Customers can decide to build a Plexxi network. A Plexxi network is built to deliver a long term OPEX reduction and we can do it at scale. We have an API driven controller. We have a dynamic interconnect. Our standards based, merchant silicon based ethernet switch was purpose built for automation from the controller. A Plexxi network is simple. It is an optical fabric orchestrateable via the controller through APIs. It is built to correlate the workloads expressed to it from the applications via the API. In legacy networks, we spend a lot of time determining state, letting legacy protocols and QoS and firewalls figure out the topology. In a Plexxi network we figure out what is important via the application architect, calculate topology using that information and then program the network to configure 100% of the bandwidth. We do not want to have a network that is 20% or 40% utilized with one person per 100 devices. We think we can do a lot better than those metrics. We think we can build you a better network.

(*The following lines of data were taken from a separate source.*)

PR #2855, opened 2020-04-18
New option for ss:// URL association

database64128:

- [ ] Bug fix
- [ ] Improvement
- [x] New feature

---

Added an option to allow association with ss:// URLs.

This PR was made at the request of @studentmain


chenshaoju:
The quick test is pass, Base appveyor version 4.1.10.4.

But there is a small issue: when ss:// URI is invalid, There is no error message.

shadowsocks-csharp/Controller/System/ProtocolHandler.cs
```diff
@@ -0,0 +1,104 @@
...
+        // see https://stackoverflow.com/questions/12945805/odd-c-sharp-path-issue
+        private static readonly string ExecutablePath = Assembly.GetEntryAssembly().Location;
+
+        // TODO: Elevate when necessary
+        public static bool Set(bool enabled)
+        {
+            RegistryKey ssURLAssociation = null;
+            try
+            {
+                ssURLAssociation = Registry.CurrentUser.CreateSubKey(@"SOFTWARE\Classes\ss", RegistryKeyPermissionCheck.ReadWriteSubTree);
```
celeron533, line 27: Perhaps using full name "Shadowsocks" is better

shadowsocks-csharp/Controller/System/ProtocolHandler.cs
```diff
@@ -0,0 +1,104 @@
...
+                if (ssURLAssociation == null)
+                {
+                    logger.Error(@"Failed to create HKCU\SOFTWARE\Classes\ss");
```
celeron533, line 30: More friendly message "Failed to create HKCU\SOFTWARE\Classes\Shadowssocks to register the URL association"

shadowsocks-csharp/Controller/System/ProtocolHandler.cs
```diff
@@ -0,0 +1,104 @@
...
+                }
+            }
+        }
+
+        public static bool Check()
+        {
+            RegistryKey ssURLAssociation = null;
+            try
+            {
+                ssURLAssociation = Registry.CurrentUser.OpenSubKey(@"SOFTWARE\Classes\ss", true);
```
celeron533, line 73: could extract the registry path into a constant string

database64128:
> The quick test is pass, Base appveyor version 4.1.10.4.
> 
> But there is a small issue: when ss:// URI is invalid, There is no error message.

Actually the original "Import URL from clipboard" also shows no error message. I added messages for both in a1e4245.

shadowsocks-csharp/Controller/System/ProtocolHandler.cs
database64128: > Perhaps using full name "Shadowsocks" is better

By using "Shadowsocks" you are registering Shadowsocks:// instead of ss://.

shadowsocks-csharp/Controller/System/ProtocolHandler.cs
database64128: > More friendly message "Failed to create HKCU\SOFTWARE\Classes\Shadowssocks to register the URL association"

I'll make a quick change to it. But just so you know, this operation shouldn't normally fail.

shadowsocks-csharp/Controller/System/ProtocolHandler.cs
celeron533: Thanks @database64128 , I made a mistake...

Note:
Outline or other software may also register the protocol
image

shadowsocks-csharp/Controller/System/ProtocolHandler.cs
database64128: Changes made in 3652e7f.

shadowsocks-csharp/Controller/System/ProtocolHandler.cs
database64128: > Outline or other software may also register the protocol

Just tested with Outline installed. The current behavior of our implementation is overwriting existing association, which is not perfect, but good enough. As far as I know, there is no way to associate a URI scheme with more than one Win32 application. The [API for that](https://docs.microsoft.com/en-us/windows/uwp/launch-resume/handle-uri-activation) is only available for UWP apps.

database64128: Also note that Outline overwrites the URI association on boot. Apparently they are using the same implementation, with a more aggressive approach and no way to turn off.

database64128: Our implementation checks if ss:// is associated with itself on boot to determine the status of association, and shows it with `MenuItem.Checked`. It's up to the user to associate the URI scheme or not.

With many orgs having separate people in charge of the network and apps/virtualisation, I think it would have been great if there was an option to integrate OVS/NVP with Plexxi. OVS (ran by apps/virt ppl) would provide apps/virtualisation admins means to create/change their networks (overlays), while Plexxi (ran by networks ppl) would provide OVS with multitude of transport services (“such as low latency, jitter sensitive, bandwidth, hop count, path”), over which to run tunnels. Instead of actual applications talking to Plexxi diectly, OVS would talk to Plexxi on their behalf to get access to the transport with the characteristics the services it provides to applications need.
I realise this isn’t what Plexxi’s vision is, but I’m hoping you can see the point.

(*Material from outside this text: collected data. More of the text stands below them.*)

PR #2982, opened 2020-10-11
📃 Exclude @cn from PAC proxied list

### LINKED ISSUE #2971: Geosite包含大量国内地址，未来有改进计划吗？
### 简要描述问题
新版采用的geosite domain list中包含大量国内地址，自动生成pac时会被包含在规则内，导致不必要的代理。
例如，所有暴雪/网易游戏相关的地址。目前可以用user-rule把所有相关的地址都单独拎出来设成例外，但是geosite里面包含的所有其他大陆地址对于国内用户来说也太不方便了吧，有什么改进计划吗？

### 环境

- Shadowsocks客户端版本：
4.2.0.1
- 操作系统版本：
Windows 10
- .NET版本：
4.8

### 操作步骤
1. 升级SS至4.2.0.1
2. 删除并重生成pac
3. 打开魔兽世界客户端wow.exe并尝试登陆

### 期望的结果
快速登陆至人物界面

### 实际结果
卡在“正在连接”很久，然后登陆至人物界面

### 配置文件和日志文件（请隐去敏感信息）
无

### 临时解决办法
在user-rule.txt中将所有相关的地址全部标记为例外。
```
@@||blizzard.cn
@@||blzstatic.cn
@@||battlenet.com.cn
@@||bnet.163.com
@@||wowchina.com
@@|http://wow.nosdn.127.net
@@|https://wow.nosdn.127.net
@@|http://blz.nosdn.127.net
@@|https://blz.nosdn.127.net
@@|http://di.res.netease.com
@@|https://di.res.netease.com
@@|http://heroes.nos.netease.com
@@|https://heroes.nos.netease.com
@@|http://diablo3.nosdn.127.net
@@|https://diablo3.nosdn.127.net
@@|http://hearthstone.nosdn.127.net
@@|https://hearthstone.nosdn.127.net
@@|http://overwatch.nosdn.127.net
@@|https://overwatch.nosdn.127.net
@@|http://sc2.nosdn.127.net
@@|https://sc2.nosdn.127.net
```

jumping ahead of Bill here, your thoughts are very much aligned with our thinking and the possibilities (dare I say vision) of the Plexxi solution. There will be overlay solutions and there is no reason that Plexxi cannot provide the exact same network services based on overlay endpoints (better yet, the overlay identifier) as an aggregate of applications…
To add to what Marten said… Virtual Networks are just another type of affinity group – a collection of virtual switches that are related… And as you said it would be really cool to understand tunnel needs by class of service and correlate that to physical network capabilities…
Thanks for your answers; glad to hear that we’re on the same page here!